When your brand new bundle of joy first enters this world, she's beautiful, to be sure-- the most beautiful thing you ever laid your eyes on. But her skin isn't exactly the epitome of "baby soft" just quite yet. It's oily, sometimes bumpy and discolored, and prone to rashes. If she's born prematurely, she may be covered with a fine hair called lanugo for the first couple of days. Eventually, it will become the super soft sweetness that we know and love. Here are some tips for caring for baby and the skin on her precious little body.

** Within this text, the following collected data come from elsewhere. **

PR #1412, opened 2017-07-22
Use $(MAKE) variable for recursive make of tools/ssl.

benkard:
The makefile used a plain `make` call for the recursive build of
tools/ssl, which breaks the build on systems where `make` is not GNU
Make (such as FreeBSD).

See
https://www.gnu.org/software/make/manual/html_node/MAKE-Variable.html
for additional rationale.


fenek:
Hi @benkard 

Thanks! Good catch! :) Could you please update `test.disabled/ejabberd_tests/Makefile` in the same manner?

PR #1415, opened 2017-07-25
Add add_acl option for mod_http_upload S3 backend.

kzemek:
Setting {add_acl, false} disables adding x-amz-acl to presigned PUT urls,
making the backend compatible with some alternative S3 implementations
(e.g. Minio).

To properly support non-AWS S3, the host header value also needed to support
non-standard ports.


Mo33n:
When this change will be merged in the master ?

michalwski:
Thanks @kzemek for the quick answer to @Mo33n need!

PR #1417, opened 2017-07-26
Allow creating rooms with specific JID via API

arkgil:
This PR allows creating rooms with specific JID via API.

Before, we could only do:

`PUT /api/rooms/some_id`

and after this PR:

`PUT /api/rooms/some_id@muclight.localhost`

### DIFF
--- a/apps/ejabberd/src/mongoose_client_api_rooms.erl
+++ b/apps/ejabberd/src/mongoose_client_api_rooms.erl
@@ -40,9 +40,9 @@ allowed_methods(Req, State) ->
     {[<<"OPTIONS">>, <<"GET">>, <<"POST">>, <<"PUT">>], Req, State}.
 
 resource_exists(Req, #{jid := #jid{lserver = Server}} = State) ->
-    {RoomID, Req2} = cowboy_req:binding(id, Req),
+    {RoomIDOrJID, Req2} = cowboy_req:binding(id, Req),
     MUCLightDomain = muc_light_domain(Server),
-    case RoomID of
+    case RoomIDOrJID of
         undefined ->
             {Method, Req3} = cowboy_req:method(Req2),
             case Method of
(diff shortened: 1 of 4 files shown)


apps/ejabberd/src/mongoose_client_api_rooms.erl
```diff
@@ -122,8 +122,16 @@ handle_request_by_method(<<"PUT">>, JSONData, Req,
                          #{user := User, jid := #jid{lserver = Server}}) ->
     #{<<"name">>    := RoomName,
       <<"subject">> := Subject} = JSONData,
-    {RoomID, _Req2} = cowboy_req:binding(id, Req),
-    mod_muc_light_commands:create_identifiable_room(Server, RoomID, RoomName, User, Subject).
+    {IDOrJID, _Req2} = cowboy_req:binding(id, Req),
+    MUCLightServer = muc_light_domain(Server),
+    case extract_room_id(IDOrJID) of
+        {ok, RoomID, <<>>} ->
+            mod_muc_light_commands:create_identifiable_room(Server, RoomID, RoomName, User, Subject);
```
gadgetci: According to **Elvis**:
> Line 129 is too long:             mod_muc_light_commands:create_identifiable_room(Server, RoomID, RoomName, User, Subject);.

apps/ejabberd/src/mongoose_client_api_rooms.erl
```diff
@@ -122,8 +122,16 @@ handle_request_by_method(<<"PUT">>, JSONData, Req,
...
+        {ok, RoomID, MUCLightServer} ->
+            mod_muc_light_commands:create_identifiable_room(Server, RoomID, RoomName, User, Subject);
```
gadgetci: According to **Elvis**:
> Line 131 is too long:             mod_muc_light_commands:create_identifiable_room(Server, RoomID, RoomName, User, Subject);.

arkgil:
@michalwski  @fenek I've changed the API so that all room actions accept both JIDs and IDs. I'd really appreciate doc review, because I am not sure if what I've written makes sense.

Also there is a little code smell - I check room ID correctness in `resource_exists` callback. IMO this should be done in `malformed_request`, but when `malformed_request` is called user is not yet  authorized, there is no user info available, so we can't retrieve the user's host.

PR #1422, opened 2017-08-03
Fix shebang of tools/install

fblackburn1:
With /bin/sh, the following comparison is unsupported:
[ x"$SYSTEM" == x"yes" ]

Tested on Debian and Ubuntu

### DIFF
--- a/tools/install
+++ b/tools/install
@@ -1,4 +1,4 @@
-#!/bin/bash
+#!/usr/bin/env bash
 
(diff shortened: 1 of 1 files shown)


erszcz:
Hi, @fblackburn1!

Thanks for spotting the issue. Can you tweak the shebang to `#!/usr/bin/env bash`? It will then work independently of bash location.

PR #2736, opened 2020-05-08
Refactor mod privacy as handler

bartekgorny:
Includes:
- removing the sm broadcasting (remote hook call used instead)
- moving nearly all privacy and blocking related code to dedicated modules (with just two lines left, because privacy iq handler is a bit unusual)
- minor changes to privacy tests (in a few cases iq result is now received)


NelsonVides:
Closing this one and the subsequent two PRs because most of this work was already done in the latest `mongoose_c2s` rework. Only wonder if anything else is on these PRs that wasn't done in such rework, if so please open an issue or let me know to keep note of it 🙂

There's such a thing as "too clean."
When she's born, baby will be covered in vernix, a greasy, cheese-like substance that protects a baby’s skin in utero from amniotic fluid. Many nurses will want to wash it off right away, but according to some research the first bath should wait-- vernix acts as an antioxidant, skin cleanser, moisturizer, temperature regulator, and a natural, safe antimicrobial for the new baby post delivery.
When baby does need a bath, two to three a week should be plenty. Too many baths can remove important oils that protect against infections and cause baby's skin too get dry and flaky. Plain old water is usually good enough; some parents like to use coconut oil to clean and moisturize.
Use gentle chemical-free products made for baby.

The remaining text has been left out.